The General Social Survey (GSS) is a nationally representative survey of adults in the United States. It is conducted as personal-interview survey.
This is generalizable to noninstitutionalized, English and Spanish speaking persons 18 years of age or older, living in the United States.(NORC. University of Chicago. The General Social Survey. available at:link).
As this is an observational, cross sectional study, only associations may be investigated.
library(tidyverse)
## Warning: package 'tidyverse' was built under R version 4.2.1
## ── Attaching packages ─────────────────────────────────────── tidyverse 1.3.2 ──
## ✔ ggplot2 3.3.6 ✔ purrr 0.3.4
## ✔ tibble 3.1.7 ✔ dplyr 1.0.9
## ✔ tidyr 1.2.0 ✔ stringr 1.4.0
## ✔ readr 2.1.2 ✔ forcats 0.5.1
## Warning: package 'readr' was built under R version 4.2.1
## Warning: package 'forcats' was built under R version 4.2.1
## ── Conflicts ────────────────────────────────────────── tidyverse_conflicts() ──
## ✖ dplyr::filter() masks stats::filter()
## ✖ dplyr::lag() masks stats::lag()
load("~/R data/Social Survey (GSS)/_5db435f06000e694f6050a2d43fc7be3_gss (2).Rdata")
Confidence in medicine is expected to have different predictors, one of them might be person´s education. Therefore, the objective is to test whether there is an association between confidence in medicine (Research question: “I am going to name some institutions in this country. As far as the people running these institutions are concerned, would you say you have a great deal of confidence, only some confidence, or hardly any confidence at all in them? - Medicine”.) and person´s education based on the self reported degree achieved (categorized as high school and university education).
Null hypothesis, H0, there is nothing going on, level of education and confidence in medicine are independent. Alternative hypothesis, Ha, there is something going on, therefore level of education and confidence in medicine are dependent. Confidence in medicine vary according to education degree achieved.
Chi square test of independence was selected, as we are dealing with two categorical variables: education level (two levels: high school and some university degree) and confidence in medicine (three levels: “great deal of confidence”, “only some confidence”, or “hardly any confidence”). Chosen significance level is α = 0.05. General Social Survey Cumulative File, 1972-2012 is used as data source. R software is used for the data description and analysis (R Core Team, (2022). R: A language and environment for statistical computing. R Foundation for Statistical Computing, Vienna, Austria. available at:link
Number of observations:
length(gss$caseid)
## [1] 57061
Missing data in variables used for analysis:
View(gss[is.na(gss$degree), ])
length(gss[is.na(gss$degree), ])
## [1] 114
View(gss[is.na(gss$conmedic), ])
length(gss[is.na(gss$conmedic), ])
## [1] 114
Checking missing data in both variables - there is no obvious pattern which could indicate a potential systematic bias.

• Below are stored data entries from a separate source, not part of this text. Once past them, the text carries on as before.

PR #95, opened 2016-07-19
Response

jordanallain:


lib/diagnostic.js
```diff
@@ -8,38 +8,57 @@
...
 // if invoking the callback for any element
 // in the array returns a truthy value
 const any = function any(array, callback) {
-
+  for (let i = 0; i < array.length; i++) {
+    if(array[i]){
+      return true;
+    }
+  }
 };
```
laurenfazah: So close here. You'd just need to return `false` from the function in the event nothing is true.

lib/diagnostic.js
```diff
@@ -8,38 +8,57 @@
...
 // the callback returns a truthy value
 const select = function select(array, callback) {
-
+  let array2 = [];
+  for (let i = 0; i < array.length; i++) {
+    if(callback(array[i])){
+      array2.push(array[i]);
+    }
+  }
 };
```
laurenfazah: Similar issue here - very close, but you'd need to remember to return the array you've accumulated values into.

laurenfazah:
Excellent work, Jordan! Just a couple of missing `return` statements, but otherwise you're on exactly the right track.

PR #96, opened 2016-07-19
Answered all questions 1-5.

alex-braun:
5 passing, 3 failing.  New array issues.

### DIFF
--- a/lib/diagnostic.js
+++ b/lib/diagnostic.js
@@ -8,39 +8,60 @@
 // Question 1
 // Write a callback for reduce that selects
 // the minimum value in the array
-const min = function min() {
-
+const min = function min(prev, curr) {
+  if (curr < prev) {
+    return curr;
+  }
 };
 
 // Question 2
 // Write a callback for reduce that produces
 // the sum of the values in the array
-const sum = function sum() {
-
-};
+const sum = function sum(prev, curr) {
+    return prev + curr;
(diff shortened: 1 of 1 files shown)


lib/diagnostic.js
```diff
@@ -8,39 +8,60 @@
...
-};
+    let result = false;
+    for (let i = 0; i < array.length; i++) {
+      if (callback(array[i]) === true) {
+        let result = [];
+      result.push(callback(array[i]));
+    }
+     }
+     return result;
+   };
```
laurenfazah: So close here! If result is your accumulator and you want to be pushing elements into it, it'd be best to initialize it as an empty array. 

```
  let result = [];
      result.push(currentValue);
    }
  });

  return result;
};
```

lib/diagnostic.js
```diff
@@ -8,39 +8,60 @@
...
-
-};
+  let result = false;
+     for (let i = 0; i < array.length; i++) {
+       if (!callback(array[i])) {
+         result = true;
+       }
+     }
+     return result;
+   };
```
laurenfazah: Extremely close here - you want to return `true` if the callback returns true, thus you'd want to check for ` if (callback(array[i])) {`

laurenfazah:
Great work here, Alex! Keep up the effort.

PR #97, opened 2016-07-19
Add answer to array method diagnostics

EchoXin:


laurenfazah:
Hi Ying - I know we briefly talked about array methods yesterday, so let me know if you still have questions about them or this diagnostic. Here are the solutions for questions 2-5 (good work on Q1).

```

// Question 2
const sum = function sum(previousValue, currentValue) {
  return previousValue + currentValue;
};

// Question 3
      return true;
    }
  }

  return false;
};

// Question 4
  let result = [];
      result.push(currentValue);
    }
  });

  return result;
};

// Question 5
  let result;
      result = currentValue;
    }
  });

  return result;
};
```

PR #98, opened 2016-07-19
Worked on daily diagnostic

natGalynker:
-the grunt test showed too many errors so I could not check work
-this was the hardest diagnostic yet had to refer to notes a lot
-did not finish all the questions but I took my time and did not rush

### DIFF
--- a/lib/diagnostic.js
+++ b/lib/diagnostic.js
@@ -8,25 +8,38 @@
 // Question 1
 // Write a callback for reduce that selects
 // the minimum value in the array
-const min = function min() {
-
+const arr = [1, 6, 7];
+const min = function(element) {
+  if(element > 6){
+    return true;
+  }else{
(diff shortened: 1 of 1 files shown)


laurenfazah:
Hey Natalia - good effort on this. When working with grunt test, those tests rely heavily on the named functions we've put in place, so try to keep the variable names the same and only replace `your answer here`. That will help with tests down the road.

You've got Q2 correct. Here are the solutions for 1, 3-5. Let me know if you have questions after reviewing them and we can discuss. 

```
// Question 1
};

// Question 3
      return true;
    }
  }

  return false;
};

// Question 4
  let result = [];
      result.push(currentValue);
    }
  });

  return result;
};

// Question 5
  let result;
      result = currentValue;
    }
  });

  return result;
};
```

PR #103, opened 2016-10-25
Respond to questions in lib/diagnostic.js

kibs86:
Update lib/diagnostic.js with responses per diagnostic instructions.

Comfort: 4
Clarity: 5

I used my class notes and MDN docs to help with this diagnostic.

### DIFF
--- a/lib/diagnostic.js
+++ b/lib/diagnostic.js
@@ -5,8 +5,14 @@
 // the minimum value in an array
 // this callback will be passed by the tests to the reduce method, e.g.
 // `let minimum = array.reduce(min);`
-const min = function (/* previous, current */) {
-
+const min = function (previous, current, curIndex, a) {
+  let minNum = 0;
+  for (let i = 0; i < a.length; i++) {
+    if (minNum > current) {
+      minNum = current;
+    }
+  }
+  return minNum;
 };
 
 // Question 2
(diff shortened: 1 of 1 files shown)


lib/diagnostic.js
```diff
@@ -5,17 +5,23 @@
 // the minimum value in an array
 // this callback will be passed by the tests to the reduce method, e.g.
 // `let minimum = array.reduce(min);`
-const min = function (/* previous, current */) {
-
+const min = function (previous, current, curIndex, a) {
```
neugierige: FYI, the `(/* previous, current */)` in the boilerplate code is supposed to be a hint about what arguments are being passed into this function

lib/diagnostic.js
```diff
@@ -5,17 +5,23 @@
...
+  let minNum = 0;
+  for (let i = 0; i < a.length; i++) {
+    if (minNum > current) {
+      minNum = current;
+    }
+  }
+  return minNum;
 };
```
neugierige: I think you might have misinterpreted the question. Because there will only be 2 arguments, all we need to do in this function is compare one thing with the other. Check out this solution:
```
};
```

lib/diagnostic.js
```diff
@@ -5,17 +5,23 @@
...
 // Question 2
 // Write a callback for reduce that produces
 // the sum of the values in the array
 // this callback will be passed by the tests to the reduce method, e.g.
 // `let total = array.reduce(sum);`
-const sum = function (/* previous, current */) {
-
+const sum = function (previous, current, i, a) {
+  return (previous + current);
 };
```
neugierige: Correct, but to be clear, we are only working with 2 arguments.

neugierige:
5/5. Great job, Kara!

PR #106, opened 2016-10-25
Attempt js array methods diagnostic

kiraamaa:
Need to work on/review callback functions
Some wording of questions unclear

Comfort: 2
Clarity: 3

I used Google and my class notes to help with this diagnostic.

### DIFF
--- a/lib/diagnostic.js
+++ b/lib/diagnostic.js
@@ -5,8 +5,12 @@
 // the minimum value in an array
 // this callback will be passed by the tests to the reduce method, e.g.
 // `let minimum = array.reduce(min);`
-const min = function (/* previous, current */) {
-
+const min = function (previous, current) {
+  if (previous < current) {
+    return previous;
+  } else {
+    return current;
+  }
 };
 
 // Question 2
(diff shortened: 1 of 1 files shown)


lib/diagnostic.js
```diff
@@ -5,17 +5,21 @@
...
 // `let minimum = array.reduce(min);`
-const min = function (/* previous, current */) {
-
+const min = function (previous, current) {
+  if (previous < current) {
+    return previous;
+  } else {
+    return current;
+  }
 };
```
neugierige: Correct. Here's another solution:
```
};
```

lib/diagnostic.js
```diff
@@ -39,17 +50,35 @@ const any = function (/* array, callback */) {
...
+
+    array.forEach(function (e, i, a) {
+      if (callback(e, i, a)) {
+        result.push(array[i]);
+      }
+    });
+    return result;
+
+  };
 };
```
neugierige: Yes, but take a look at line 60. What are you actually pushing to the array? Isn't `array[i]` the same thing as...`e`? Also be careful of your `}`s. Make sure they match.

neugierige:
5/5. Great job, Kira! You did have 1 extra `}`. As Antony mentioned last week, it's fine for now, but please try to make a habit of looking at the errors from linter.

PR #107, opened 2016-10-25
Diagnostic on 10/25/16

Sphilippe7:
Did my best on diagnostic test

### DIFF
--- a/lib/diagnostic.js
+++ b/lib/diagnostic.js
@@ -5,7 +5,11 @@
 // the minimum value in an array
 // this callback will be passed by the tests to the reduce method, e.g.
 // `let minimum = array.reduce(min);`
-const min = function (/* previous, current */) {
+const min = function (min, callback) {
+  for (let i = 0; i < array.length; i++) {
+      callback(array[i], i, array);
+    }
+  };
 
 };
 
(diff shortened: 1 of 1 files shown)


lib/diagnostic.js
```diff
@@ -5,7 +5,11 @@
...
 // this callback will be passed by the tests to the reduce method, e.g.
 // `let minimum = array.reduce(min);`
-const min = function (/* previous, current */) {
+const min = function (min, callback) {
+  for (let i = 0; i < array.length; i++) {
+      callback(array[i], i, array);
+    }
+  };
 
 };
```
neugierige: Some of your ideas are totally relevant. But the prompt said that you are writing a callback. In other words, `const min` is a callback (aka function) that will be used as a callback. Does that make sense? Take a look at this solution:
```
};
```

lib/diagnostic.js
```diff
@@ -14,8 +18,11 @@ const min = function (/* previous, current */) {
...
 // this callback will be passed by the tests to the reduce method, e.g.
 // `let total = array.reduce(sum);`
-const sum = function (/* previous, current */) {
-
+const sum = function (total, callback) {
+  for (let i = 0; i < array.reduce(sum); i++) {
+      callback(array[i], i, sum);
+    }
+  };
 };
```
neugierige: Here's 1 possible solution:
```
  return previous + current;
};
```

neugierige:
0/5. Hi Stanley, I know this was a hard one. The questions were actually referring to exactly the code you wrote in class yesterday. Please go back to that lesson and take a look, and schedule a 1:1 to review it.

PR #111, opened 2016-10-25
respond to diagnostic

ioncrash:
respond to diagnostic


lib/diagnostic.js
```diff
@@ -5,17 +5,21 @@
...
 // `let minimum = array.reduce(min);`
-const min = function (/* previous, current */) {
-
+const min = function (previous, current) {
+  if (previous < current) {
+    return previous;
+  } else {
+    return current;
+  }
 };
```
neugierige: FYI, here's a solution using a ternary operator:
```
};
```

neugierige:
5/5. Excellent job!

PR #286, opened 2020-10-08
Set log level to warn for event log appender

alanwest:
When an exception is thrown while the agent is initializing its log4net file appender, the agent falls back to setting up an event log appender. This is only true for .NET Framework applications - not .NET Core.

For example, one way to cause an exception during the file appender initialization is to use the following agent configuration:

```xml
<log level="info" directory="C:\SomeBogusDirectory" />
```

Since the directory does not exist, this code throws an exception:
https://github.com/newrelic/newrelic-dotnet-agent/blob/2b8e8cdc71146b1196e6a455e981be37fe789532/src/Agent/NewRelic/Agent/Core/Logging/LoggerBootstrapper.cs#L390-L399.

The exception is caught and the event log appender is set up here:
https://github.com/newrelic/newrelic-dotnet-agent/blob/2b8e8cdc71146b1196e6a455e981be37fe789532/src/Agent/NewRelic/Agent/Core/Logging/LoggerBootstrapper.cs#L349-L353

When this occurs, the event log appender uses the `info` log level defined in our example configuration. This causes an unabated blizzard of info-level log messages to appear in the event log.

This PR hard codes the event log appender's log level to `warn` preventing the blizzard, but still enables us to troubleshoot why the file appender failed to initialize (as well as any other warnings and errors from the agent).

### DIFF
--- a/src/Agent/NewRelic/Agent/Core/Logging/LoggerBootstrapper.cs
+++ b/src/Agent/NewRelic/Agent/Core/Logging/LoggerBootstrapper.cs
@@ -287,6 +287,7 @@ namespace NewRelic.Agent.Core
 #if NET45
 			var appender = new EventLogAppender();
 			appender.Layout = eventLoggerLayout;
+			appender.Threshold = Level.Warn;
 			appender.Name = EventLogAppenderName;
 			appender.LogName = EventLogName;
 			appender.ApplicationName = EventLogSourceName;
@@ -395,7 +396,7 @@ namespace NewRelic.Agent.Core
             catch (Exception exception)
             {
                 log.ErrorFormat("Unable to write the {0} log to \"{1}\": {2}", appenderName, fileName, exception.Message);
-                throw exception;
+                throw;
             }
 
             try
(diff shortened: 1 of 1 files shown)


nr-ahemsath:
How does changing the log level from `info` to `warn` prevent the blizzard of log messages?  Won't there just be a blizzard of warn-level log messages instead of info-level log messages?

nrcventura (approved):

nrcventura:
> How does changing the log level from `info` to `warn` prevent the blizzard of log messages? Won't there just be a blizzard of warn-level log messages instead of info-level log messages?

The main reason it prevents the "blizzard" is that the " harvest started" log messages that occur during every harvest are written at the `info` level. By increasing the level to `warn` there should be far fewer messages written to the log. 

The "harvest started" log messages have been a useful data point for our support team when troubleshooting the agent, so those messages should still be logged at the `info` level.

nr-ahemsath:
> The main reason it prevents the "blizzard" is that the " harvest started" log messages that occur during every harvest are written at the `info` level. By increasing the level to `warn` there should be far fewer messages written to the log.

Got it, thanks...I was confused and thought we were just changing the log level of a frequently logged message, now I understand that we're changing the logger so it only logs `warn` and higher-level messages. 👍

PR #303, opened 2020-10-14
Integration Test - Console Multifunction Application - Trim non ASCII chars on inputs

jifeingo:
### Description
The ConsoleMultifunctionApplication accepts input and performs various methods.  It is exercised by a remote fixture which manages the process and supplies commands via StdIn.   For some unknown reason, in GHA environments, .Net Core versions of the application have a non ASCII character applied to the beginning of the input.

This PR Removes any non Letter value from the input.


nr-ahemsath (approved):
Makes sense.  Compared to a run from yesterday, only 88 int tests failed as opposed to 200+.  Approved.  👍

In both variables, 114 observations is missing (which is ~0.2% of the total observations). For the analysis, missing values will be removed.
gss %>%
select(degree, conmedic) %>%
na.omit() %>%
mutate(degree_cat=if_else(degree=="Lt High School"|degree =="High School", "high school", "university")) %>%
ggplot(aes(x=degree_cat, fill=conmedic))+geom_bar(position = "fill")+labs(title="Confidence in medicine according to level of education", x="Degree category", y="Percentage")
chi_test<-gss %>%
select(degree, conmedic) %>%
na.omit() %>%
mutate(degree_cat=if_else(degree=="Lt High School"|degree =="High School", "high school", "university"))
chi_test %>%
select(degree_cat, conmedic) %>%
table() %>%
chisq.test()
##
## Pearson's Chi-squared test
##
## data: .
## X-squared = 93.679, df = 2, p-value < 2.2e-16
Expected values condition:
chi_test %>%
select(degree_cat, conmedic) %>%
table() %>%
chisq.test() %>%
.$expected
## conmedic
## degree_cat A Great Deal Only Some Hardly Any
## high school 13064.336 12547.084 2333.5807
## university 4514.664 4335.916 806.4193
Since p value for chi square test is tiny (p < 2.2e-16), we can reject null hypothesis and conclude that level of education and confidence in medicine are dependent/associated. To see, whether education is really a independent significant predictor of confidence in medicine concept, more rigorous analysis should be performed (regression model). The current association found might be result of confounding (therefore could be a result of variable that affects both confidence in medicine and also level of education).